Molecular Detection Of Pathogens On Cucumber And Strawberry

Cucumber bacterial wilt, cucumber anthracnose and cucumber sclerotinia rot are serious diseases on cucumber, which can badly reduce the cucumber field yield. Verticillium wilt, gray mold and anthracnose are major diseases on strawberry. The symptoms of these diseases are very similar, so it is very hard to distinguish by analyzing early symptom. To establish a rapid and accurate method of diagnosing these diseases has become a pressing problem.Optimized, by quartz sand grinding, TENP and PBS washing, SDS high-salt lyses and isopropanol precipitation the DNA extraction method which is suitable for agricultrual soil could significantly increase the sensibility of detection. Based on the amplification of Erwinia tracheiphila, the 16S rDNA phylogenetic tree was constructed, and the primer ET-P1/ET-P2 was designed which could amplify the specific band of 794bp in length, and sensitivity to 100fg/μL. The triplex PCR system for detection of E. tracheiphila, Colletotrichum orbiculare and Sclerotinia sclerotiorum was successfully established by orthogonal design method.

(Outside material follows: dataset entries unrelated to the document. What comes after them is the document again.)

PR #143, opened 2020-06-08
Add more details on use of .d.tl files

factubsio:


docs/tutorial.md
```diff
@@ -737,3 +731,90 @@ Note that even though adding type annotations to .lua files makes it invalid
 Lua, you can still do so and load them from the Lua VM once the Teal package
 loader is installed by calling tl.loader().
 
+
+### Type definitions for third party libraries
+
+You can also create declaration files to annotate the types of third-party Lua
+modules, including C Lua modules. To do so, create a file with the .d.tl
+extension and require it as normal, i.e. `require("minetest")`.
```
hishamhm, line 739: It would probably be better to pick some non-global module as a first example, such as `local lfs = require("lfs")`.

docs/tutorial.md
```diff
@@ -737,3 +731,90 @@ Note that even though adding type annotations to .lua files makes it invalid
...
+
+Types defined in this module will will be used as a source of type information 
+checking with `tl check`, even though the real Lua module will be loaded
+instead when requiring the module from Lua or `tl run`.
+
+If the third party library is "globally available", i.e. you do not explicitly
```
hishamhm, line 745:
```suggestion
If the third party library is "globally available" in your execution environment, i.e., if you do not explicitly
```

docs/tutorial.md
```diff
@@ -737,3 +731,90 @@ Note that even though adding type annotations to .lua files makes it invalid
...
+end
+
+return {
+    MyPointType = MyPointType,
+    MyCompositeType = MyCompositeType,
+}
+```
+
+will give errors when accessing `MyCompositeType::center`, as `MyPointType` is not
+visible.
```
hishamhm, line 781: ^ Are you sure you're running the latest tl? This section is not correct as of tl 0.6.0 and `master`! The good news is that above example actually works, you can use it like this:

```
local mypoint = require("mypoint")

local t: mypoint.MyCompositeType = {}

t.center.x = 2

local p: mypoint.MyPointType = { x = 2, y = 3 }

t.center = p
```

docs/tutorial.md
```diff
@@ -737,3 +731,90 @@ Note that even though adding type annotations to .lua files makes it invalid
...
+return MyCompositeType
+```
+
+This will mean that references to `MyPointType` must be qualified (or locally declared) as
+`MyCompositeType.MyPointType`.
+
+##### Global Types
+
+While perhaps discouraged in general, for types that are provided as part of the
+execution environment it may be more hygeinic to declare them as global.
```
hishamhm, line 807: Appreciate the care you took here, but this is a little tricky to give as advice, because the technically the execution environment does not provide these types for real (at least not the type _names_) so ocuppying global names with type definitions is not something to be done lightly. 

Given that exported local and indirectly referenced types work, as described above, I'm inclined we should avoid directing users to global types, at least in the tutorial.

Perhaps instead of this subsection, we could have just a quick note that "Types can be declared with `global`, but in general this should be avoided in reusable modules."

docs/tutorial.md
```diff
@@ -737,3 +731,90 @@ Note that even though adding type annotations to .lua files makes it invalid
...
+checking with `tl check`, even though the real Lua module will be loaded
+instead when requiring the module from Lua or `tl run`.
+
+If the third party library is "globally available", i.e. you do not explicitly
+`require` it, you can inject the types without affecting your generated code
+with a `tlconfig.lua`:
+
+```lua
+return {
+    preload_modules = {
```
hishamhm, line 751: (nitpick: all code examples in this doc are indented with 3 spaces)

hishamhm:
@factubsio Left a bunch of review comments! Many many thanks for the initiative!!

docs/tutorial.md
factubsio: Good call, I just grabbed the one out the issue that discussed it!

docs/tutorial.md
factubsio: If they are injected via preload they shouldn't end up in the generated code at all (unless I am missing something)?

Aye if indirectly referenced types work (I will drag in latest tl tomoz) then 100% agreed that's a nicer way to do it.

docs/tutorial.md
factubsio: As in - the code examples *should* be indented with 3 spaces?

docs/tutorial.md
factubsio: I originally had this, not sure why I changed it, but if the preference is this way then 👍 from me.

docs/tutorial.md
factubsio: Huh, moves fast, great. If I don't have to re-do argparse and compat53 I should be able to update pretty quickly. (luarocks on windows with vs2019 is... unpleasant).

docs/tutorial.md
hishamhm: yup, to keep visual consistency with the ones that are already there

factubsio:
> @factubsio Left a bunch of review comments! Many many thanks for the initiative!!

Will do a big old change once I manage to get a newer tl going locally. Thanks for the quick reply.

docs/tutorial.md
factubsio: Gotcha, I thought I had copy/pasted wrong when I saw 3-space indents. 😬

docs/tutorial.md
hishamhm: yeah, not in the generated code, but in the symbol table during compilation. Say I have my own type Bla in my application, and I want to use library foo, and it happens to expose its own global type Bla. Then my own type Bla is shadowing Bla from module foo. If module foo exposed it as foo.Bla, then I could use both with no problems

factubsio: Gotcha. All makes sense now.

hishamhm:
@factubsio Ping :) Just checking in if you're still interested in reviewing this! Updating your local Teal should be as easy as grabbing the latest `tl.lua` file and `tl` main script from the repository and replacing them. 

Also, since you mentioned you're running on Windows: I have recently built a standalone `tl.exe` binary (which bundles Teal, a Lua interpreter and all its dependencies) — would you be interested in that?

docs/tutorial.md
```diff
@@ -737,3 +731,90 @@ Note that even though adding type annotations to .lua files makes it invalid
...
+#### Visibility
+
+It should be noted that local references in type definition files (or any files
+containing types for that matter) are not available in the requiring module.
+
+This means that constructs like:
+
+```lua
+local MyPointType = record
+    x :number
```
bew, line 766: Could you please keep the consistency of where the `:` is placed?
In the rest of the file, the colon is before the space, like `var: type` and in most of the code you added you place it after the space, like `var :type`.

I think it should be consistent in the same file, so change the added code to use `var: type`

pdesaulniers:
This has been merged as https://github.com/teal-language/tl/commit/f22e0f5a7a89c393ba60c804ddb6ddb4f70a8bcc.

Thanks!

The reaction system volume was 25μL and the annealing temperature was 63℃. The reaction solution contained 0.336μmol/L ET-P1/ET-P2, 0.24μmol/L CY1/CY2,0.72μmol/L SSFWD/SSREV,1U Taq DNA polymerase,0.15mmol/L dNTP and 1mmol/L MgCl2. This triplex PCR system could detect E. tracheiphila, C. orbicular and S. sclerotiorum in infected plant tissues and soil rapidly, and the sensitivity of this method can reach to 10pg/μL.Sequence analysis on the ITS of Verticillium dahliae which were isolated from strawberry, cotton and eggplant, showed that the sequence homology was accounted for 99.6%. The three host source strains may be the same one, as they couldn't be distinguished from each other by RAPD of 69 random primers. The triplex PCR system for detection of these three pathogens on strawberry was successfully established. The reaction system volume was 25μL and the annealing temperature was 50℃. The reaction solution contained 0.32μmol/L C729+/-,0.032μmol/L DB19/DB22,0.32μmol/L CgInt/ITS4,1.5 U Taq DNA polymerase,0.15 mmol/L dNTP and 1.6 mmol/L Mg2+. The triplex PCR system could detect B. cinerea, C. gloeosporioides and V. dahliae in infected plant tissues and soil rapidly and the sensitivity of this method can reach to 10pg/μL.Both of the triplex PCR systems can be used for accurate and rapid identification of diseases on cucumber and strawberry simultaneously in the early stage.